#### Information provided:
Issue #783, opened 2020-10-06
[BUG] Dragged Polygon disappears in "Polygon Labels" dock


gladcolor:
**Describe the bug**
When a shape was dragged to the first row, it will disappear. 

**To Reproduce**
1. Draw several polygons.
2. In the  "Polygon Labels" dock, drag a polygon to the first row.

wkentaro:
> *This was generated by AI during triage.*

--

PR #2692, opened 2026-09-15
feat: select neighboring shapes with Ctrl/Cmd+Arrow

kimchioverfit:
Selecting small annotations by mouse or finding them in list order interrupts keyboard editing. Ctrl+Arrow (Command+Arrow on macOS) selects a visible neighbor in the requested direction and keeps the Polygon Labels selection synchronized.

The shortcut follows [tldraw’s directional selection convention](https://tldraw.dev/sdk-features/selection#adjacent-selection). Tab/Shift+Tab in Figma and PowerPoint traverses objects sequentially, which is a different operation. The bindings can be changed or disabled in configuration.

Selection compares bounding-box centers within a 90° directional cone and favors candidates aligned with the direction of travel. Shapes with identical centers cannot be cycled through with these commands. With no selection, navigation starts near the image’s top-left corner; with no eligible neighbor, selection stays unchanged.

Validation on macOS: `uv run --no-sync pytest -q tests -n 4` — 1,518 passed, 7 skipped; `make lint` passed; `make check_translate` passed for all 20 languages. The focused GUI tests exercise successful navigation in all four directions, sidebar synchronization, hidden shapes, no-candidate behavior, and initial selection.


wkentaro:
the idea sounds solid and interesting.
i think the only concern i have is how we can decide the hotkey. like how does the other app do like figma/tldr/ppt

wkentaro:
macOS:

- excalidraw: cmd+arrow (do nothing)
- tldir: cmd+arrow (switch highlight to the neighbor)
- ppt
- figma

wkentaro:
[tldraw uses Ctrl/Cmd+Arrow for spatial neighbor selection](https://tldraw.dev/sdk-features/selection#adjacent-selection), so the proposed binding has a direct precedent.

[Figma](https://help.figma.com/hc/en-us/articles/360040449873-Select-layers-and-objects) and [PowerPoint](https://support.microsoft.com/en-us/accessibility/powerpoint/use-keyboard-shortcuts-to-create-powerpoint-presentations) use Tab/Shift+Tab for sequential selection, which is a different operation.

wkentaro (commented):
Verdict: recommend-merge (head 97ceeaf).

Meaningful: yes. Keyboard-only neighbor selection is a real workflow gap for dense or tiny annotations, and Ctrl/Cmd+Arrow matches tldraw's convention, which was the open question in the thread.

#### Problem description:
Wherever the word "first" appears in the entries above, copy that line.

#### Written answer:
When a shape was dragged to the first row, it will disappear. 
2. In the  "Polygon Labels" dock, drag a polygon to the first row.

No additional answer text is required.